5. You’re trying to appeal to everyone
That said, please don’t take that to mean you should try to make everyone like you. Unless you’re completely new to my site, you know: trying to appeal to everyone is Cardinal Sin #1.
And, let’s be honest, it’s not just a sin in communications and branding. It’s a sin in life.
Because nobody likes neutral. When you try to appeal to everyone, you appeal to no one. And I don't think that's what any of us is going for.
So don’t hide who you are and what you believe because you’re worried it might turn someone away.
Remember, the best brands stand for something. They aren’t afraid to repel those who don’t share their values. They know that when they’re unapologetic about who they are, some people might click away, but those who stay do so because they want to be there.
So on your About page-- and in general-- don’t be afraid to draw your line in the sand. Yes, you might scare some people off. I should know, I mention the time I pooped my pants on my About page. But those who stick around will be those who truly “get” you and relate to your brand.
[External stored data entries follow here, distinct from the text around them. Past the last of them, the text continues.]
PR #532, opened 2020-02-26
Enable https protocol for remote FAS

bluewavenet:
Previously a remote FAS could not use https protocol without generating
browser security errors or warnings so NDS enforced use of http.

A new FAS level, fas_secure_enabled = 3 is introduced here.

Level 3 is the same as level 2 except the use of https protocol is
enforced for FAS. In addition, the "authmon" daemon is loaded.

This daemon allows the external FAS, after client verification is complete,
to effectively traverse inbound firewalls and address translation to
achieve NDS authentication without generating browser security warnings.
or errors.

A fully functional https fas script is provided (fas-aes-https.php).

### DIFF
--- a/src/main.c
+++ b/src/main.c
@@ -136,6 +136,7 @@ void
 termination_handler(int s)
 {
 	static pthread_mutex_t sigterm_mutex = PTHREAD_MUTEX_INITIALIZER;
+	char *fasssl = NULL;
 
 	debug(LOG_NOTICE, "Handler for termination caught signal %d", s);
 
@@ -146,6 +147,12 @@ termination_handler(int s)
 	} else {
 		debug(LOG_INFO, "Cleaning up and exiting");
 	}
+
+	// Check if authmon is already running and if it is, kill it
+	debug(LOG_INFO, "Explicitly killing the authmon daemon");
+	safe_asprintf(&fasssl, "kill $(pgrep -f authmon) > /dev/null 2>&1");
+	system(fasssl);
+	free(fasssl);
 
 	auth_client_deauth_all();
 
@@ -230,9 +237,12 @@ main_loop(void)
 	int result = 0;
 	pthread_t tid;
 	s_config *config;
+	char protocol[8] ={0};
 	char msg[255] = {0};
+	char gwhash[255] = {0};
 	char *fasurl = NULL;
 	char *fasssl = NULL;
+	char *gatewayhash = NULL;
 	char *fashid = NULL;
 	char *phpcmd = NULL;
 	char *preauth_dir = NULL;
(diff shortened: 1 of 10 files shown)


bluewavenet:
@mwarning 
After this is merged, prior to a new release, I intend to do a tidy-up of main.c to eliminate the namespace pollution you pointed out previously.

src/main.c
```diff
@@ -442,6 +453,68 @@ main_loop(void)
...
+			}
+			free(fasssl);
+
+			// Start authmon in the background
+			safe_asprintf(&fasssl,
+				"/usr/lib/nodogsplash/authmon.sh \"%s\" \"%s\" \"%s\" &",
+				config->fas_url,
+				gatewayhash,
+				config->fas_ssl
+				);
```
mwarning: Please indent the closing parenthesis on the column of the function name. I think that is what do everywhere else.

src/main.c
```diff
@@ -442,6 +453,68 @@ main_loop(void)
...
+				debug(LOG_ERR, "authmon daemon failed to load\n");
+				debug(LOG_ERR, "Exiting...");
+				exit(1);
+			} else {
+				debug(LOG_NOTICE, "authmon daemon is loaded\n");
+			}
+
+			free(fasssl);
+			free(gatewayhash);
+}
```
mwarning: needs indentation

src/ndsctl_thread.c
```diff
@@ -313,6 +318,17 @@ ndsctl_auth(FILE *fp, char *arg)
 	}
 	UNLOCK_CLIENT_LIST();
 
+	/* set client values */
+	client->download_limit = download;
```
mwarning: Why not assign zero here instead of using a dummy variable?
Same for upload and now.

src/ndsctl_thread.c
```diff
@@ -295,9 +295,14 @@ ndsctl_handler(int fd)
 static void
 ndsctl_auth(FILE *fp, char *arg)
 {
+	s_config *config = config_get_config();
 	t_client *client;
 	unsigned id;
 	int rc;
+	int seconds = 60 * config->session_timeout;
```
mwarning: Is this meant to mean forever?
I think -1 is a value for that.

src/main.c
bluewavenet: On checking, it seems it is not done everywhere else, but I agree it should be.

src/main.c
bluewavenet: Oops

src/ndsctl_thread.c
bluewavenet: The intention is to integrate binauth functionally as a next enhancement. The values of these variables will be set by the binauth script.
I will add a TODO comment here for now.

src/ndsctl_thread.c
bluewavenet: 0 would be forever, but we want this to be the value of client->session_end in seconds.

bluewavenet:
Mmm. I didn't close it, I merged it.... Very odd. I think I had a "Cat walking on keyboard" error :-D

PR #535, opened 2020-03-01
Tidy up main_loop, removing namespace pollution

bluewavenet:

### DIFF
--- a/src/main.c
+++ b/src/main.c
@@ -229,15 +229,13 @@ init_signals(void)
 }
 
 /**@internal
- * Main execution loop
+ * Setup from Configuration values
  */
 static void
-main_loop(void)
+setup_from_config(void)
 {
-	int result = 0;
-	pthread_t tid;
-	s_config *config;
-	char protocol[8] ={0};
+	char protocol[8] = {0};
+	char port[8] = {0};
 	char msg[255] = {0};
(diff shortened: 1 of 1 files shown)


src/main.c
```diff
@@ -355,10 +359,10 @@ main_loop(void)
 			exit(1);
 		}
 	}
-
 	/* TODO: set listening socket */
 	debug(LOG_NOTICE, "Created web server on %s", config->gw_address);
 
+	/* If login script is enabled, check if the script actually exists */
```
mwarning: We should do one line comments in one style. `/**/` or `//`

src/main.c
```diff
@@ -229,15 +229,13 @@ init_signals(void)
 }
 
 /**@internal
- * Main execution loop
+ * Setup from Configuration values
  */
 static void
-main_loop(void)
+setup_from_config(void)
```
mwarning: Maybe we should pass the config variable here as an argument.
I do not have a strong opinion here.

src/main.c
bluewavenet: Yes, I agree. As I am in favour of having lots of comments, I think having a recommended style is a good thing. My preferred use is // for single line comments.

mwarning: then let's use `//` from here on :)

Which is important because brand loyalty is a thing. If your audience knows you, likes you and trusts you, they'll be less likely to shop around when it comes to what you offer. The day they’re ready to buy, they’ll want to buy from you.
And at the end of the day, if you’re in business, that’s the goal. Your goal is not to appeal to everyone, it’s to be profitable. Being liked doesn't pay the bills. Being neutral isn’t going to grow your business.
So decide who you are and what you stand for, and don't apologize for it. Your business-- and your life-- will benefit from it.